[Description of the task] Where does "Patch" appear in the data? Return each line that holds it.

Segment Start: Task material

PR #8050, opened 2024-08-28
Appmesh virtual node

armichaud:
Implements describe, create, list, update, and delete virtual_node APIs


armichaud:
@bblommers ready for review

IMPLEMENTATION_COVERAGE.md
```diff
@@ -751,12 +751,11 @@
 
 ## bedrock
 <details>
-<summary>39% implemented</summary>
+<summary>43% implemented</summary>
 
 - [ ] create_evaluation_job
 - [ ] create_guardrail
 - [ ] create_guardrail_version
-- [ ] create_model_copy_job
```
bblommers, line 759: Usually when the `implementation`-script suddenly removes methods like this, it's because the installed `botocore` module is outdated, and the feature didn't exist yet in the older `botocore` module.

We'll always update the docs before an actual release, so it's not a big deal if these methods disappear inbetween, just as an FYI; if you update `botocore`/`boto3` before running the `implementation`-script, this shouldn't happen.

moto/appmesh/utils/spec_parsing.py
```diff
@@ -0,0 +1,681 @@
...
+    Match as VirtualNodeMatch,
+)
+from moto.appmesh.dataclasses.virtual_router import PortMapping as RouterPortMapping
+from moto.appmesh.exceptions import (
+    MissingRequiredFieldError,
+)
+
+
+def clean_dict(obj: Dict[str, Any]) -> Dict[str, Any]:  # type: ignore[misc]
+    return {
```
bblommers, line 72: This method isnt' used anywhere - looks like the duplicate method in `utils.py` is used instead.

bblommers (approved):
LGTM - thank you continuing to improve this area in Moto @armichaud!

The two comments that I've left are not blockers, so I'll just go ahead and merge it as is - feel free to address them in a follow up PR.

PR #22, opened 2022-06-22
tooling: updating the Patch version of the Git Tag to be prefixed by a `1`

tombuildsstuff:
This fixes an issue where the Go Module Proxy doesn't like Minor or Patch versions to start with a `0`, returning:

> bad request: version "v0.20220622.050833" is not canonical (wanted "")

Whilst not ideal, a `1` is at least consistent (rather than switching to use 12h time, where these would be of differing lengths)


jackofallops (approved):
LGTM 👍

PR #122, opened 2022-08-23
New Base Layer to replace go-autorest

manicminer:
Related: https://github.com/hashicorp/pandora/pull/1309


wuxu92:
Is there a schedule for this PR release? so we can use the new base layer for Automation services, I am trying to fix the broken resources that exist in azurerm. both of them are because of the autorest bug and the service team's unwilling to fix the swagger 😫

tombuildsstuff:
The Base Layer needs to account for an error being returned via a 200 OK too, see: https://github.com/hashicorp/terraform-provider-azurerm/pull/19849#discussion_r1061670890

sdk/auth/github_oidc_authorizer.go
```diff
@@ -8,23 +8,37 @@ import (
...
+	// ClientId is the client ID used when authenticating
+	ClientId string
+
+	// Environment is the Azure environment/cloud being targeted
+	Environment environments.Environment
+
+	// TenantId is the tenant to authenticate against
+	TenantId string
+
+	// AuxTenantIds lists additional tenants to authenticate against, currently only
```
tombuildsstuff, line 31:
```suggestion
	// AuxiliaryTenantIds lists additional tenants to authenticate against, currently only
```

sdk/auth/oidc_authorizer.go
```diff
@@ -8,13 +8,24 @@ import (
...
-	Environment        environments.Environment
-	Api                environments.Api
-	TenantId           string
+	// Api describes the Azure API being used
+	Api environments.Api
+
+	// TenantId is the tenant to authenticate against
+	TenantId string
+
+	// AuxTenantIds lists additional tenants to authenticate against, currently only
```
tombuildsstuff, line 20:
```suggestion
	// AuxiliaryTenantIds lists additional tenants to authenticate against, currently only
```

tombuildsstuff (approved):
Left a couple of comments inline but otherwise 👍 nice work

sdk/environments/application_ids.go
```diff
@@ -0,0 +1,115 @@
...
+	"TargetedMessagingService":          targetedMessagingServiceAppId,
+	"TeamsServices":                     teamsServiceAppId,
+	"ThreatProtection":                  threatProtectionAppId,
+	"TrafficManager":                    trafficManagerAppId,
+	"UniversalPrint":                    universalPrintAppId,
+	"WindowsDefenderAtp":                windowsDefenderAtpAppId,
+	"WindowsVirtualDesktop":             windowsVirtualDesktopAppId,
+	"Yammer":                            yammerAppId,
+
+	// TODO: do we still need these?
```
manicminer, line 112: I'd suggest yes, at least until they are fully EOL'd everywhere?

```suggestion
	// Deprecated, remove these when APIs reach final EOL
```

Segment End: Task material
Segment Start: Task material

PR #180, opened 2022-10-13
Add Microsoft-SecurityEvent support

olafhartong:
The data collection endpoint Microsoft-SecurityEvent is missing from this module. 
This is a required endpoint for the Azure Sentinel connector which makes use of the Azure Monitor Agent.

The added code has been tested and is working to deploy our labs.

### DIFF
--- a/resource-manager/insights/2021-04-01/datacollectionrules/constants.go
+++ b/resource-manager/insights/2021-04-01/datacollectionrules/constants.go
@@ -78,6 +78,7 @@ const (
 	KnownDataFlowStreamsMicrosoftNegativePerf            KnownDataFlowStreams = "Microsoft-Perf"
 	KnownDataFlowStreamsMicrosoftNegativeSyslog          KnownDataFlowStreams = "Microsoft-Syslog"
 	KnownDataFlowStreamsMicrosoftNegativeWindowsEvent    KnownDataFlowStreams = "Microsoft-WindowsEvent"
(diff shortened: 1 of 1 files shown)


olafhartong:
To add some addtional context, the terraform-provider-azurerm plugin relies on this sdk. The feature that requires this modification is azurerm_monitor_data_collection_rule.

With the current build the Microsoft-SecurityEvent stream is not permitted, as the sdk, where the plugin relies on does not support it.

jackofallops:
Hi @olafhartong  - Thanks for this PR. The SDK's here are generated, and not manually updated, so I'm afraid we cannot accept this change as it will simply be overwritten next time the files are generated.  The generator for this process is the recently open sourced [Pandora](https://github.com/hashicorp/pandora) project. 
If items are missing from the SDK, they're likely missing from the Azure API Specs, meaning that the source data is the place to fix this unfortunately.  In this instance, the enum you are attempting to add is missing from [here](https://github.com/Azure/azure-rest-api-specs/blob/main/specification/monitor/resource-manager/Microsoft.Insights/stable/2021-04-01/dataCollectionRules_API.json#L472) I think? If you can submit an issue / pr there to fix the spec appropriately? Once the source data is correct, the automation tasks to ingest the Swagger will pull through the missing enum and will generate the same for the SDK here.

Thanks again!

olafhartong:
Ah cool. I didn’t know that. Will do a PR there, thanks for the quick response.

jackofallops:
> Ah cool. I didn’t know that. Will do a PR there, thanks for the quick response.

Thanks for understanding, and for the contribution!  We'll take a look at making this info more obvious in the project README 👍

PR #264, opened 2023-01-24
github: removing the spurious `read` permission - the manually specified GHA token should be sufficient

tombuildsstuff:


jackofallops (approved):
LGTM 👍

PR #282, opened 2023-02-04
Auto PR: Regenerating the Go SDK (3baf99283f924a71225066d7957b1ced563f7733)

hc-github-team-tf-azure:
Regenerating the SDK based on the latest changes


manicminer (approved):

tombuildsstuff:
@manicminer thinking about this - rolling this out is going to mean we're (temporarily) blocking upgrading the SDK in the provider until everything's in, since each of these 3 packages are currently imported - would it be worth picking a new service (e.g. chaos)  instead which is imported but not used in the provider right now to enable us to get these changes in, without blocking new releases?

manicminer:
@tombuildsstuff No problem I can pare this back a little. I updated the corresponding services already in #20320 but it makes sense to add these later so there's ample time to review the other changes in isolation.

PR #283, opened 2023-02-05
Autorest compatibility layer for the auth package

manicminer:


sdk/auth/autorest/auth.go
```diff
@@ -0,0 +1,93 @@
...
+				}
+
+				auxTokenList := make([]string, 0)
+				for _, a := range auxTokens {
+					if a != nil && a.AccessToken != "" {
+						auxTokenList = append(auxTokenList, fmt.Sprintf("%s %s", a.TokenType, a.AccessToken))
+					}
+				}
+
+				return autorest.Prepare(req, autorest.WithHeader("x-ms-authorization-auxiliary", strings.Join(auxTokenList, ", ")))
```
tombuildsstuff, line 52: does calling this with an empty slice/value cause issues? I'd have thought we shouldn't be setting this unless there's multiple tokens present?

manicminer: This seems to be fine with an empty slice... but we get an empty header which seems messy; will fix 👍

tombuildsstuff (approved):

Segment End: Task material

[Answer to this problem]
tooling: updating the Patch version of the Git Tag to be prefixed by a `1`
This fixes an issue where the Go Module Proxy doesn't like Minor or Patch versions to start with a `0`, returning:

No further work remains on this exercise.